(Data section begins)

PR #29129, opened 2026-07-19
Fix free seat credits cleanup + ui

tdraier:
## Description

A few fixes around free-seat credits, found while cleaning up after the legacy-contract sync bug fixed in #29124.

- **`ChangeSeatModal` showed no options at all for some workspaces** (`components/workspace/ChangeSeatModal.tsx`): the modal seeds its initial Monthly/Yearly tab from the *current* seat's own billing frequency, but `"free"` is filtered out of the selectable seat types before that — so on a workspace whose only selectable seat types are e.g. `pro_yearly`/`max_yearly` (both "annual"), a free-seat member's own frequency (e.g. "monthly") could seed a tab with nothing in it, and the Monthly/Yearly switch only renders when more than one tab actually has options — so there was no way to escape it. Now the initial tab only trusts the current seat's frequency when it's actually a populated bucket, otherwise falls back to the first available one (the same fallback that already existed, just not reached here).

- **`revokeFreeSeatCreditsForExFreeUsers` never actually revoked or cleared anything** (`lib/metronome/seats.ts`): two stacked bugs.
  1. Its filter re-stripped an already-normalized user id (`listCustomerPerUserCreditBalances` already returns plain sIds), so `fromFreeMetronomeUserId` always returned `null` and the revoke list was always empty.
  2. Even fixed, the alert-clear call used the plain user id, but alerts are created with the free-prefixed id (`grantFreeSeatCredits` → `upsertPerUserCreditBalanceAlerts`) — so it was targeting a uniqueness key that never existed.

  Both fixed: the filter now compares plain ids directly, and the alert clear now re-derives the prefixed id to match how it was created.

- **`listCustomerPerUserCreditIds`** (`lib/metronome/client.ts`, new): a lighter variant of `listCustomerPerUserCreditBalances` that skips Metronome's balance computation (`include_balance: false`) for the two call sites that only ever needed credit ids to revoke, not balances — `revokeFreeSeatCreditsForExFreeUsers` and the new cleanup script below. `listCustomerPerUserCreditUserIds` (used by `grantFreeSeatCredits`'s already-granted check) is now a thin wrapper over it instead of duplicating the same listing/filtering with a second, different (and only coincidentally equivalent) user-id extraction path.

- **`scripts/revoke_stray_free_seat_credits.ts`** (new): one-off cleanup for the stray `free-<sId>` credits/alerts created by the legacy-contract bug — cross-checks live DB membership state against Metronome's per-user free-seat credits and revokes/clears anything that no longer matches a real free-seat member. Iterates every workspace with a `metronomeCustomerId` (or a single one via `--workspaceId`), rate-limited to stay under Metronome's published RPS cap, dry-run by default (`--execute` to apply).

## Tests

`lib/metronome` suite (client.test.ts, seats.test.ts, seats_sync.test.ts — 92 tests) passes. No test coverage for `ChangeSeatModal` (no existing test infra for this component).

## Risk

The credit/alert fixes only change previously-broken (no-op) behavior — nothing to regress. The `listCustomerPerUserCreditUserIds` refactor changes its output format from raw/prefixed to normalized ids; its one caller was updated to match. No schema/migration changes, no feature flag.

## Deploy Plan

Standard deploy. Once live, run `scripts/revoke_stray_free_seat_credits.ts` (dry-run first) against the affected workspace(s) to clean up the stray credits/alerts left by the earlier bug.

### DIFF
--- a/front/lib/metronome/client.ts
+++ b/front/lib/metronome/client.ts
@@ -2631,66 +2631,26 @@ export async function addPerUserCreditToCustomer({
 }
 
 /**
- * Return the set of seat user sIds that already have a per-user customer credit
- * named `creditName`. Includes archived/expired credits so past grants are not
- * re-issued — the uniqueness key also enforces this server-side.
+ * Shared core for listing a customer's per-user credits of a given
+ * `contractCreditType`, keyed by user sId (from the `DUST_PER_USER_CREDIT_USER`
+ * custom field — old plain-sId and new free-prefixed formats collapse to the
+ * same key). Includes archived/expired credits so a past grant is never
+ * mistaken for missing, and a fully-consumed credit still appears (balance 0)
+ * rather than being absent.
+ *
+ * `includeBalances: false` skips requesting `include_balance` from Metronome,
+ * which otherwise computes a live balance for every credit and makes the
+ * call meaningfully heavier — `balanceAwu` is meaningless (always 0) in that
+ * case; only pass `true` when a caller actually reads it.
  */
-export async function listCustomerPerUserCreditUserIds({
+async function listCustomerPerUserCreditEntries({
   metronomeCustomerId,
   contractCreditType,
+  includeBalances,
 }: {
   metronomeCustomerId: string;
   contractCreditType: ContractCreditType;
-}): Promise<Result<Set<string>, Error>> {
-  if (!config.getMetronomeApiKey()) {
-    return new Ok(new Set());
-  }
-
-  const client = getMetronomeClient();
-
-  try {
-    const userIds = new Set<string>();
-    for await (const entry of client.v1.customers.credits.list({
-      customer_id: metronomeCustomerId,
-      include_balance: false,
-      include_archived: true,
-    })) {
-      if (
-        entry.contract ||
-        entry.custom_fields?.[CONTRACT_CREDIT_TYPE_CUSTOM_FIELD_KEY] !==
-          contractCreditType
-      ) {
-        continue;
-      }
-      for (const specifier of entry.specifiers ?? []) {
-        const userId = specifier.presentation_group_values?.user_id;
-        if (userId) {
-          userIds.add(userId);
-        }
-      }
-    }
-    return new Ok(userIds);
-  } catch (err) {
-    const error = normalizeError(err);
-    logger.error(
-      { error, metronomeCustomerId },
-      "[Metronome] Failed to list per-user customer credits"
-    );
-    return new Err(error);
-  }
-}
-
-/**
- * Return the live AWU balance of each free-seat per-user customer credit, keyed
- * by user sId (from the `DUST_PER_USER_CREDIT_USER` custom field). Only active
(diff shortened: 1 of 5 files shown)


tdraier:

- #29129 ◀

front/lib/metronome/seats.ts
```diff
@@ -855,10 +845,14 @@ async function revokeFreeSeatCreditsForExFreeUsers({
...
       }
+      // Alerts are created with the free-prefixed user id (see
+      // `grantFreeSeatCredits`'s `upsertPerUserCreditBalanceAlerts` call) —
+      // must clear with the same form or `clearMetronomeAlert` targets a
+      // uniqueness key that was never created.
       const clearResult = await clearPerUserCreditBalanceAlerts({
         metronomeCustomerId,
         workspaceId,
-        userId,
+        userId: toFreeMetronomeUserId(userId),
```
PopDaph, line 855: Do we have some created before user the free prefixed? And do we need to clear them?

front/lib/metronome/client.ts
```diff
@@ -2631,55 +2631,88 @@ export async function addPerUserCreditToCustomer({
...
+ * `DUST_PER_USER_CREDIT_USER` custom field) — normalized the same way as
+ * `listCustomerPerUserCreditBalances` (old plain-sId and new free-prefixed
+ * formats collapse to the same key), but without requesting balances.
+ * Metronome computes a balance for every credit on `include_balance: true`,
+ * which makes that call meaningfully heavier — use this instead wherever a
+ * caller only needs to know which users have a credit and its id(s) to act
+ * on (e.g. revoke), not the balance itself.
  */
-export async function listCustomerPerUserCreditUserIds({
+export async function listCustomerPerUserCreditIds({
```
PopDaph: NIT: listCustomerPerUserCreditIds and listCustomerPerUserCreditBalances now share their entire body: same pagination loop, same entry.contract skip, same custom-field checks, same fromFreeMetronomeUserId(rawUserId) ?? rawUserId normalization. 
The only real difference is what gets accumulated (ids vs ids + balance sums).
Should we share some code? Feels relevant here since iiuc the original bug came from two "coincidentally equivalent" extraction paths drifting apart.

PopDaph (approved):

front/lib/metronome/seats.ts
tdraier: No credits have been created without the free- prefix, however the revoke was not adding the prefix so not removing them. We have a huge number of credits created (including the ones created because of what has been fixed here : https://github.com/dust-tt/dust/pull/29124 ), that have not been revoked because of this - but that's the goal of the script to clean them up.

front/lib/metronome/client.ts
tdraier: oops I've updated `listCustomerPerUserCreditUserIds` to reuse  `listCustomerPerUserCreditIds`  but not `listCustomerPerUserCreditBalances` .. missed it, thanks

(Data section ends)

- _Exercise brief_
Your task is to repeat the records exactly. Begin at their first line and stop after the line containing "A few fixes".

- _Result of this exercise_
PR #29129, opened 2026-07-19
Fix free seat credits cleanup + ui

tdraier:
## Description

A few fixes around free-seat credits, found while cleaning up after the legacy-contract sync bug fixed in #29124.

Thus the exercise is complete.